Researchers of a new study found that fish larvae can differentiate the odor of the reef they live in from the surrounding reefs and use this ability to sniff their way back home when they drift away.
Researchers have always been perplexed about how fish larvae find their way back home after drifting several kilometers away from the reef they reside in. Previous studies established that these tiny larvae were able to differentiate the odor of the reef they live in from the odor of other reefs.
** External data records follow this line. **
PR #1014, opened 2016-09-07
avoid allocating a packet on every breath

petebristow:
Further to @alexandergall comments in slack, now tap doesn't allocate/free a packet on every breath.

### DIFF
--- a/src/apps/tap/tap.lua
+++ b/src/apps/tap/tap.lua
@@ -31,6 +31,7 @@ function Tap:new (name)
    end
    return setmetatable({sock = sock,
                         name = name,
+                        pkt = packet.allocate(),
                         shm = { rxbytes   = {counter},
                                 rxpackets = {counter},
                                 rxmcast   = {counter},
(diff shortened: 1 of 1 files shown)


src/apps/tap/tap.lua
```diff
@@ -68,7 +67,9 @@ function Tap:pull ()
       if ethernet:is_bcast(p.data) then
          counter.add(self.shm.rxbcast)
       end
+      p = packet.allocate()
    end
+   self.pkt = p
```
eugeneia: I think we can omit these two lines if we use `link.transmit(l, packet.clone(p))`?

eugeneia: On the other hand that would double the copying done, never mind.

petebristow: Doesn't that result in an extra copy for every packet?
I guess worrying about extra copies is probably mute given that it's a Tap interface, but it seems a slight dubious habit to get into.

eugeneia: Agree! Will merge this as is.

petebristow:
@eugeneia If snabb bot agrees can you merge this update. The code above breaks under load, packets with length 0 start flying around. I'm not really sure why, but the new code lets luajit hoist the self.pkt rather than doing it manually.

eugeneia:
Do you think the [failure](https://gist.github.com/SnabbBot/e9efa5b9f53402aa11d2511601f24d7d#file-log-L1644) in #1016 is related?

Would be interesting to know why 82eecef fixes things, if it does.

petebristow:
Yes that was the failure mode. The socket write is being asked to write a packet of length 0, which causes an `EINVAL`. I haven't been able to work out why 82eecef fixes things, but I haven't been able to replicate the issue. Which isn't very satisfying.

 The original patch would reliably break after a few hundred thousand packets, and sometimes break under `selftest`. 82eecef has run several hundred million packets and not had any issues.

alexandergall:
I believe, in your first version, you did not store the packet in the object's `pkt` slot when the loop was left via the `return`. Adding `self.pkt = p` before the `return` would have fix it as well, I suppose (or use `goto` to break out of the loop instead of `return`).

petebristow:
Thanks, a sleep deprived blonde moment.

PR #1019, opened 2016-09-08
config.app: parse app args

eugeneia:
This PR addresses two issues:
- awkward `lib.parse_app_arg` dance in the constructor of many apps
- proper app arg validation and errors in case of missing mandatory arguments and undefined arguments

To fix this a `parse` function (adapted from #797) is added to `core.lib`, and `config.app` will use this function to parse app args when `appclass.config` is set.

Example:

```
MyApp = {
   config = {
      a = {required=true},
      b = {default=42}
   }
}

local c = config.new()
config.app(c, "valid", MyApp, {a="foo"}) => MyApp:new({a="foo", b=42})
config.app(c, "invalid1", MyApp) => error
config.app(c, "invalid2", MyApp, {a="foo", c="bar"}) => error
```

This supersedes #797, and provides a tightly integrated version thereof.

Depends on: #1008


eugeneia:
I have added a change that sets the zone during `config.app` and `ops.reconfig`, and makes the handler in `core.main` print the current zone. This makes it more obvious where errors come from.

eugeneia:
Cc @kbara @wingo

src/apps/pcap/pcap.lua
```diff
@@ -34,11 +34,8 @@ end
 
 PcapWriter = {}
 
-function PcapWriter:new (filename, arg)
-   local conf = arg and config.parse_app_arg(arg) or {}
-   local mode = conf.overwrite and "w+" or "w"
-   local file, errno = io.open(filename, mode)
-   if errno then error(errno) end
+function PcapWriter:new (filename)
+   local file = assert(io.open(filename, "w"))
```
dpino: The modifier flag was introduced to avoid Snabb returning an error when the pcap file already exists. I initially set it to "w+" always but others preferred to introduce a flag. The way the flag was added doesn't match how other apps work (all of them expect one arg, which is either a string or a table), I didn't know at that time.

Is there any way to keep this behaviour?

dpino: @eugenia That would work for me :+1:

Now in a new study, researchers from several universities collaborated to discover that the larvae can identify their reef's odor from several kilometers away and use this odor to find their way back home.
"In this collaborative study we expanded our work to demonstrate that the odor responses can also be detected under the field conditions," said Dr. Jelle Atema, Boston University Professor of Biology in a press statement. "This establishes for the first time that reef fish larvae discriminate odor in situ."
For the new study, researchers used an overflow plume in One Tree Island to observe how fish larvae responded in an open surrounding. They first caught larvae from cardinalfish [Apogonidae] and damselfish [Pomacentridae] which were in the settlement-stage. An O-DISC (ocean Drifting In Situ Chamber) was placed in the north and south of the island. This light-weight device is a transparent instrument that is translucent to light, sound and miniature turbulence. The fish were placed in the central chamber of the instrument and let adrift in the water. Researchers then observed the swimming activity and bearing of the larva using an underwater motion sensing and imaging system. These movements were tracked using odor cues.
Researchers found that the larvae of the two fish family reacted differently to the olfactory stimulus. The cardinalfish larvae speeded up their swimming and moved in a zig-zag pattern within the DISC chamber, suggesting they were using infotaxis, or sporadic odor cues, in their attempt to orient. However, they didn't seem oriented towards the reef. Contrarily, damselfish larvae slowed down their movements and swam towards the reef as if the odor cues acted like a compass for them.
"Ocean currents do not appear to influence the orientation of fish larvae," said Dr. Claire Paris, Professor at the University of Miami (UM) Rosenstiel School of Marine & Atmospheric Science. "They do not provide a frame of reference since larvae are transported within. Instead, we find that fish larvae navigate by detecting turbulent odor signals transported kilometers away from the reef. Subsequently they switch to a directional cue, perhaps magnetic or acoustic, which allows them to find the reef."
Though previous studies have established that fish like mature sharks and freshwater juvenile salmon navigate using olfactory signals, this is the first time researchers have found that fish larvae use similar odor cues.
According to the authors of the study, their findings emphasize on the importance of keeping a check on human activities that may alter the smells within the ocean. If these smells are altered, fish may not get their "wake-up" cue and remain in the open for longer, making them easy prey to bigger marine creatures.
This is not the first time a study has found that fish use their primary senses to find their way back home. A 2012 study conducted by researchers from the University of Bristol found that small coral fish use their sense of smell, sound and vision to navigate to their nursing ground.
Human activities are causing serious damage to ocean waters, causing fish to lose their sense of smell, according to a Canadian research and a NOAA report predicts the problem is "likely to be widespread in many freshwater aquatic habitats."